━━━ Supplied records ━━━

PR #1049, opened 2021-12-13
[kernel] Add support for Japanese NEC PC98 computer

ghaerr:
First changes for supporting PC-98, details are being discussed in #1047.

This first commit adds CONFIG_ARCH_PC98 and it's associated test `config.pc98`, which can be copied to .config and/or modified using `make menuconfig`, and used by everyone for test builds, using the 

A number of antiquated and unused CONFIG_PC_xxx and CONFIG_CPU_xxx defines were removed.

@tyama501, I plan on continuing to push more commits to this PR before committing. You're welcome to test by pulling a local copy, and commenting here whether something needs to change, for instance, config.pc98.


ghaerr:
Hello @tyama501,

Let me know if you have any questions, and also whether you'd like me to commit this first part to allow you more time to integrate, and if I should add the 1K sector and filesystem changes in different PR.

Thank you!

tyama501:
Hello @ghaerr ,

I merge your PR to my branch merge_pc98.
I am still using my config file but I could built it.

I got some small issue.
You can see "CR" code and some abnormal characters.
I think "CR" comes from some setup.S code change. 
I'm not sure why cpu name is abnormal.
ELKS98_merge_pc98

One more small thing in setup. May be 8018X is typo.
//+++++++++++++++++++++++++++++++++++++++++++++++++++++++++++++++++++++++++++++++
// Architecture specific routines for 8018X

Thanks.

ghaerr:
> I merge your PR to my branch merge_pc98.

Great, thank you!

> I am still using my config file but I could built it.

Fantastic to hear that it boots!

> You can see "CR" code and some abnormal characters.
I think "CR" comes from some setup.S code change.
I'm not sure why cpu name is abnormal.

The reason is that `call getcpu` is commented out for PC98. This is because the CPU recognition code is buried in the middle of CONFIG_ARCH_IBMPC stuff and I haven't reorganized it yet. So, the `*cp++ = setupb(i++)` is reading uninitialized memory. We might as well remove that string from your special code in mm/init.c for the time being. Afterwards when the CPU identification code is moved into a proper subroutine, you can add it back in if you like.

> One more small thing in setup. May be 8018X is typo.

Yes it is, I'll fix that.

I think I will commit this PR and open next one with disk management, since you have this merged and working.

Thank you!

ghaerr:
PC98 port contributed by @tyama501, committed by @ghaerr. Thank you @tyama501!

tyama501:
@ghaerr 

Thank you. I understood about CPU code.

For CR, I think because the following part is reverted. I forgot why I should do this before.
I will think how to solve later.

hello_mess:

━━━

● **Try it**
Repeat the entries exactly as they appear.

● **Exercise response**
PR #1049, opened 2021-12-13
[kernel] Add support for Japanese NEC PC98 computer

ghaerr:
First changes for supporting PC-98, details are being discussed in #1047.

This first commit adds CONFIG_ARCH_PC98 and it's associated test `config.pc98`, which can be copied to .config and/or modified using `make menuconfig`, and used by everyone for test builds, using the 

A number of antiquated and unused CONFIG_PC_xxx and CONFIG_CPU_xxx defines were removed.

@tyama501, I plan on continuing to push more commits to this PR before committing. You're welcome to test by pulling a local copy, and commenting here whether something needs to change, for instance, config.pc98.


ghaerr:
Hello @tyama501,

Let me know if you have any questions, and also whether you'd like me to commit this first part to allow you more time to integrate, and if I should add the 1K sector and filesystem changes in different PR.

Thank you!

tyama501:
Hello @ghaerr ,

I merge your PR to my branch merge_pc98.
I am still using my config file but I could built it.

I got some small issue.
You can see "CR" code and some abnormal characters.
I think "CR" comes from some setup.S code change. 
I'm not sure why cpu name is abnormal.
ELKS98_merge_pc98

One more small thing in setup. May be 8018X is typo.
//+++++++++++++++++++++++++++++++++++++++++++++++++++++++++++++++++++++++++++++++
// Architecture specific routines for 8018X

Thanks.

ghaerr:
> I merge your PR to my branch merge_pc98.

Great, thank you!

> I am still using my config file but I could built it.

Fantastic to hear that it boots!

> You can see "CR" code and some abnormal characters.
I think "CR" comes from some setup.S code change.
I'm not sure why cpu name is abnormal.

The reason is that `call getcpu` is commented out for PC98. This is because the CPU recognition code is buried in the middle of CONFIG_ARCH_IBMPC stuff and I haven't reorganized it yet. So, the `*cp++ = setupb(i++)` is reading uninitialized memory. We might as well remove that string from your special code in mm/init.c for the time being. Afterwards when the CPU identification code is moved into a proper subroutine, you can add it back in if you like.

> One more small thing in setup. May be 8018X is typo.

Yes it is, I'll fix that.

I think I will commit this PR and open next one with disk management, since you have this merged and working.

Thank you!

ghaerr:
PC98 port contributed by @tyama501, committed by @ghaerr. Thank you @tyama501!

tyama501:
@ghaerr 

Thank you. I understood about CPU code.

For CR, I think because the following part is reverted. I forgot why I should do this before.
I will think how to solve later.

hello_mess:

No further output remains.